U.S. Open – Informationen und Hintergründe

Kann Tiger Woods seinen Kampf-Sieg vom letzten Jahr bei der US Open noch übertreffen?

Die U.S. Open ist nach The Open Championship (auch British Open oder einfach nur The Open) das zweitälteste Major Turnier in der Golfwelt. Die U.S. Open wurde erstmalig am 4. Oktober 1995 in Newport, Rhode Island in den USA ausgetragen. Nach den vier gespielten Turnierrunden setzte sich der Engländer Horace Rawlings gegenüber seinen Konkurrenten durch.

Im Gegensatz zum Masters Tournament wird die U.S. Open auf verschiedenen Plätzen ausgetragen. Sie findet in jedem Jahr im Juni statt, wobei der Finalsonntag immer der dritte Sonntag des Monats ist. Das Turnier ist ein sogenanntes Qualifikationsturnier. Hierzu finden im Laufe der Saison einige Turniere statt, bei denen sich Profis und Amateure für das Event qualifizieren können.

U.S. Open

Martin Kaymer wurde zum ersten deutschen U.S.-Open-Sieger 2014 (© 2014 Sport-Informations-Dienst)

Neben den automatisch qualifizierten Spieler ist dies die einzige Möglichkeit in das Teilnehmerfeld des Turniers zu gelangen. Zu den automatisch qualifizierten Spieler zählen die Sieger der letzten zehn Jahre, die Sieger der übrigen Majorturniere der letzten fünf Jahre, die Top 30 der USPGA Geldrangliste Liste sowie der US-Amateur-Meister.

Kein 18-Löcher Playoff mehr für die U.S. Open

In der Regel findet bei Profi Turnieren im Golf bei Gleichstand ein Stechen über eines oder mehrere Löcher am selben Tag statt. So lange bis der Sieger feststeht. Bei den U.S. Open war dies bis 2018 allerdings anders.

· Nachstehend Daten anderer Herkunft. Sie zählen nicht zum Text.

PR #4683, opened 2024-04-10
feat(amazonq): use same telemetry client id between Q and toolkit

leigaol:
## Problem
use same telemetry client id between Amazon Q and aws toolkit

## Solution

1. Use hash of machine id + user name (OS) to unique identify the user. In this case, all new IDs from Toolkit and Amazon Q will always be the same.

2. For toolkit with old random UUID, let Amazon Q adopt its UUID

The `env.machineId` is used in VS Code telemetry client id https://github.com/microsoft/vscode/blob/6a06de0033d052521f03079aabb356ca7916145c/src/vs/workbench/api/common/extHost.api.impl.ts#L357.

It comes from hardware Mac addr https://github.com/microsoft/vscode/blob/6a06de0033d052521f03079aabb356ca7916145c/src/vs/base/node/id.ts#L93

The Mac address of a hardware is unique. 

## License

### DIFF
--- a/packages/core/src/codewhisperer/commands/basicCommands.ts
+++ b/packages/core/src/codewhisperer/commands/basicCommands.ts
@@ -410,6 +410,7 @@ const registerToolkitApiCallbackOnce = once(async () => {
     if (_toolkitApi && 'getTelemetryClientId' in _toolkitApi) {
         const clientId = await _toolkitApi.getTelemetryClientId()
         if (clientId) {
+            getLogger().debug(`Adopting telemetry client id ${clientId}`)
             await globals.context.globalState.update('telemetryClientId', clientId)
         }
     }
--- a/packages/core/src/codewhisperer/commands/basicCommands.ts
+++ b/packages/core/src/codewhisperer/commands/basicCommands.ts
@@ -35,6 +35,7 @@ import { TelemetryHelper } from '../util/telemetryHelper'
 import { Auth, AwsConnection } from '../../auth'
 import { once } from '../../shared/utilities/functionUtils'
 import { isTextEditor } from '../../shared/utilities/editorUtilities'
+import { globals } from '../../shared'
 
 export const toggleCodeSuggestions = Commands.declare(
     { id: 'aws.codeWhisperer.toggleCodeSuggestion', compositeKey: { 1: 'source' } },
@@ -404,6 +405,13 @@ const registerToolkitApiCallbackOnce = once(async () => {
                 await refreshToolkitQState.execute(false)
             }
         )
+    }
+    // use the same client id as aws toolkit if it is available
+    if (_toolkitApi && 'getTelemetryClientId' in _toolkitApi) {
+        const clientId = await _toolkitApi.getTelemetryClientId()
+        if (clientId) {
+            await globals.context.globalState.update('telemetryClientId', clientId)
+        }
     }
 })
 export const registerToolkitApiCallback = Commands.declare(
--- a/packages/core/src/shared/telemetry/util.ts
+++ b/packages/core/src/shared/telemetry/util.ts
@@ -3,12 +3,13 @@
  * SPDX-License-Identifier: Apache-2.0
  */
 
+import * as os from 'os'
 import { env, Memento, version } from 'vscode'
 import { getLogger } from '../logger'
 import { fromExtensionManifest } from '../settings'
 import { shared } from '../utilities/functionUtils'
 import { extensionVersion, isAutomation } from '../vscode/env'
-import { randomUUID } from 'crypto'
+import * as crypto from 'crypto'
 import { addTypeName } from '../utilities/typeConstructors'
 import globals from '../extensionGlobals'
 import { mapMetadata } from './telemetryLogger'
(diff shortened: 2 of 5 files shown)


packages/core/src/shared/telemetry/util.ts
```diff
@@ -43,6 +44,20 @@ export function convertLegacy(value: unknown): boolean {
...
+ */
+export function generateTelemetryClientId(): string {
+    const userId = `${env.machineId}-${os.userInfo({ encoding: 'utf-8' }).username}`
+    const shasum = crypto.createHash('sha256')
+    const mid = shasum.update(userId).digest('hex')
+    const uid = `${mid.substring(0, 8)}-${mid.substring(8, 12)}-${mid.substring(12, 16)}-${mid.substring(
+        16,
+        20
+    )}-${mid.substring(20, 32)}`
+    return uid
```
justinmk3, line 59: where did this logic come from? why are we changing it?

`globals.machineId` should be used, assuming we actually need this logic. 
https://github.com/aws/aws-toolkit-vscode/blob/3d4c65e158ff2a5a92586bad96e5229df90191ce/packages/core/src/extensionShared.ts#L98

packages/core/src/codewhisperer/commands/basicCommands.ts
```diff
@@ -405,6 +406,14 @@ const registerToolkitApiCallbackOnce = once(async () => {
             }
         )
     }
+    // use the same client id as aws toolkit if it is available
+    if (_toolkitApi && 'getTelemetryClientId' in _toolkitApi) {
+        const clientId = await _toolkitApi.getTelemetryClientId()
+        if (clientId) {
+            getLogger().debug(`Adopting telemetry client id ${clientId}`)
+            await globals.context.globalState.update('telemetryClientId', clientId)
```
justinmk3, line 414: This will change all of client-ids on launch day. Did we think about the implications of this?

justinmk3:
> Use hash of machine id + user name (OS) ... all new IDs from Toolkit and Amazon Q will always be the same.

What does `env.machineId` return?  Does it return something different in a codecatalyst dev env (or other remote env)?

Our `globals.machineId` is based on `hostname`, which may be something generic like "mymachine". Username also may be generic ("user1", "justin", etc.). So these aren't enough to generate uniqueness.

packages/core/src/shared/telemetry/util.ts
leigaol: >where did this logic come from?

This is a unique `machineId` used by VS Code telemetry. This is not ` globals.machineId`.  These are completely different thing.

leigaol: By VS Code API definition: 
		```
/**
		 * A unique identifier for the computer.
		 */
		export const machineId: string;
```

packages/core/src/codewhisperer/commands/basicCommands.ts
leigaol: >This will change all of client-ids on launch day. 

Not true. It will not change all client ids.

leigaol:
> > Use hash of machine id + user name (OS) ... all new IDs from Toolkit and Amazon Q will always be the same.
> 
> What does `env.machineId` return? Does it return something different in a codecatalyst dev env (or other remote env)?
> 
> Our `globals.machineId` is based on `hostname`, which may be something generic like "mymachine". Username also may be generic ("user1", "justin", etc.). So these aren't enough to generate uniqueness.



>What does `env.machineId` return? 

It is used in VS Code telemetry client id https://github.com/microsoft/vscode/blob/6a06de0033d052521f03079aabb356ca7916145c/src/vs/workbench/api/common/extHost.api.impl.ts#L357.

It comes from hardware Mac addr.

packages/core/src/codewhisperer/commands/basicCommands.ts
justinmk3: > This API is to solve one edge case: When toolkit use the old random UUID, Q will adopt the random old UUID of toolkit.

Why is that a problem?



> It will not change all client ids. Both toolkit and Q will adopt the client id from a hash of (hardware macAddr, OS user name).

I don't understand how that confirms that the client id won't change on launch day (compared to the current, existing client id).

leigaol: > > This API is to solve one edge case: When toolkit use the old random UUID, Q will adopt the random old UUID of toolkit.
> 
> Why is that a problem?
> 
> > It will not change all client ids. Both toolkit and Q will adopt the client id from a hash of (hardware macAddr, OS user name).
> 
> I don't understand how that confirms that the client id won't change on launch day (compared to the current, existing client id).


The old toolkit, once upgraded to new toolkit, still has its random UUID as the client id. It won't upgrade to this new MacAddr based Id. 

The new Amazon Q, once installed, will attempt to query toolkit to use its client id, if not available, will fallback to the new MacAddr based Id. 

If toolkit becomes available after Q initialize, then Q will adopt the client id from toolkit. Regardless of whether the toolkit client id is old random UUID or MacAddr based id.

leigaol:
> > This is not ` globals.machineId`. These are completely different thing.
> 
> I know. But in the past we decided not to use `env.machineId` . I don't remember why (possibly: (1) Cloud9, (2) PII?).
> 
> I know the docstring says "unique identifer", but we need to check what the actual value is on:
> 
>     1. desktop
> 
>     2. Windows
> 
>     3. codecatalyst dev env
> 
>     4. does the desktop value differ from the remote env value
>        
>        * when we share globalState, the remote shares the local value. so currently, telemetry client-id is (I believe) the same on cc dev env and local desktop.
> 
> 
> > It comes from hardware Mac addr https://github.com/microsoft/vscode/blob/6a06de0033d052521f03079aabb356ca7916145c/src/vs/base/node/id.ts#L93
> 
> Ok, that seems good. Just confirm how it works on cc dev env (and Windows).


If `env.machineId` was ruled out in a discussion years ago, then there might be a reason for that.  Verifying this id across multiple use cases and environment can be a lot of work. 

I tried to adopt the Settings based approach but encountered some issues, now since Max has pushed changes to settings, I might be able to try the shared Settings based approach again.

packages/core/src/codewhisperer/commands/basicCommands.ts
justinmk3: > The new Amazon Q, once installed, will attempt to query toolkit to use its client id, if not available, will fallback to the new MacAddr based Id.

👍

Sollte hier nach vier gespielten Runden immer noch kein Sieger feststehen, wurde ein Stechen über eine komplette 18-Löcher Runde am darauffolgenden Montag (nicht wie üblich am Sonntag) durchgeführt. Seit der Auflage in Shinnecock Hills 2018 gibt es ein Zwei-Löcher-Playoff. Für den Fall, dass danach immer noch kein Sieger feststeht, geht es im Sudden Death-Modus weiter.

2019 wird das Turnier im ikonischen Pebble Beach ( die letzte U.S. Open wurde 2010 auf diesem Platz gespielt) ausgetragen. Titelverteidiger ist der Amerikaner Brooks Koepka.

Die häufigsten Gewinner

Mit insgesamt vier U.S. Open-Titeln sind Willie Anderson, Robert Tyre „Bobby“ Jones Jr., Ben Hogan und Jack Nicklaus die Spieler mit den meisten Siegen bei diesem Event. Dicht gefolgt von Hale Irwin und Tiger Woods. Brooks Koepka, der im vergangenen Jahr seinen Titel bei der U.S Open verteidigen konnte, hat 2019 die Chance sich in diese Riege einzureihen. Phil Mickelson braucht den Sieg bei der U.S. Open um seinen Karriere-Grand-Slam zu vervollständigen.

Weitere Major-Golfturniere sind, neben den U.S. Open und der Open Championship, das Masters Tournament und die PGA Championship.